One of the concerns with that age group was possible side effects that were seen in the teens and younger adults.
"We're actually seeing less side effects in that group than in adolescents and the adult group," Spinner said.
The most common were being tired, sore and achy, but this group has had less fever and less joint pain.
"It's partly because younger kids tolerate it better," he said, but it also could be that this group is getting one-third of the dose, or 10 micrograms instead of 30 micrograms. Pfizer is now studying whether that dosage is effective in ages 12-17.
When will kids 4 and younger get a COVID-19 vaccine?
Spinner and his colleagues think Pfizer and the FDA will break this age group into two: ages 2 to 4, and 6 months to 23 months.

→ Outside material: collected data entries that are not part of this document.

PR #1544, opened 2017-10-24
Flow 2.0 design - Create project_flow_files DB table.

jamiesjc:
1. Created project_flow_files DB table to store versioned flow yaml files.
2. Supported uploading flow files to DB and fetching them.
3. Verified DB operations in unit tests.

### DIFF
--- a/azkaban-common/src/main/java/azkaban/project/JdbcProjectHandlerSet.java
+++ b/azkaban-common/src/main/java/azkaban/project/JdbcProjectHandlerSet.java
@@ -333,4 +333,26 @@ class JdbcProjectHandlerSet {
       return rs.getInt(1);
     }
   }
+
+  public static class FlowFileResultHandler implements ResultSetHandler<List<byte[]>> {
+
+    public static String SELECT_FLOW_FILE =
+        "SELECT flow_file FROM project_flow_files WHERE "
+            + "project_id=? AND project_version=? AND flow_name=? AND flow_version=?";
+
+    @Override
+    public List<byte[]> handle(final ResultSet rs) throws SQLException {
+      if (!rs.next()) {
+        return Collections.emptyList();
+      }
+
+      final ArrayList<byte[]> data = new ArrayList<>();
+      do {
+        final byte[] bytes = rs.getBytes(1);
+        data.add(bytes);
+      } while (rs.next());
+
+      return data;
+    }
+  }
 }
--- a/azkaban-common/src/main/java/azkaban/project/JdbcProjectHandlerSet.java
+++ b/azkaban-common/src/main/java/azkaban/project/JdbcProjectHandlerSet.java
@@ -346,7 +346,7 @@ class JdbcProjectHandlerSet {
         return Collections.emptyList();
       }
 
-      final ArrayList<byte[]> data = new ArrayList<>();
+      final List<byte[]> data = new ArrayList<>();
       do {
         final byte[] bytes = rs.getBytes(1);
         data.add(bytes);
--- a/azkaban-common/src/main/java/azkaban/project/JdbcProjectImpl.java
+++ b/azkaban-common/src/main/java/azkaban/project/JdbcProjectImpl.java
@@ -24,11 +24,12 @@ import static azkaban.project.JdbcProjectHandlerSet.ProjectPropertiesResultsHand
 import static azkaban.project.JdbcProjectHandlerSet.ProjectResultHandler;
 import static azkaban.project.JdbcProjectHandlerSet.ProjectVersionResultHandler;
 
-import azkaban.db.EncodingType;
 import azkaban.db.DatabaseOperator;
 import azkaban.db.DatabaseTransOperator;
+import azkaban.db.EncodingType;
 import azkaban.db.SQLTransaction;
 import azkaban.flow.Flow;
+import azkaban.project.JdbcProjectHandlerSet.FlowFileResultHandler;
 import azkaban.project.ProjectLogEvent.EventType;
 import azkaban.user.Permission;
 import azkaban.user.User;
@@ -40,8 +41,6 @@ import azkaban.utils.Props;
 import azkaban.utils.PropsUtils;
 import azkaban.utils.Triple;
 import com.google.common.io.Files;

The data for ages 2-4 will probably be submitted in January or February, he said. If that goes well, they will consider the youngest group a few months after that.
How much longer will this pandemic last?
COVID-19 is not going to go away.
"The expectation is that we will go from a pandemic, where it's everywhere all the time, to an endemic like the flu, where there are times of the year when people tend to be more inside together, when it may peak and then come down again," Spinner said.
Right now, flu is back in clinics and emergency rooms, he said, and that is why it's important to get a flu shot, too.
The hope is that through vaccination, we have enough community protection to get mild COVID-19 cases like with the flu, and that it doesn't overburden the hospital system, he said.
By getting as many people vaccinated and then boosted, "we make it more manageable to do the things we normally do without thinking about COVID," he said.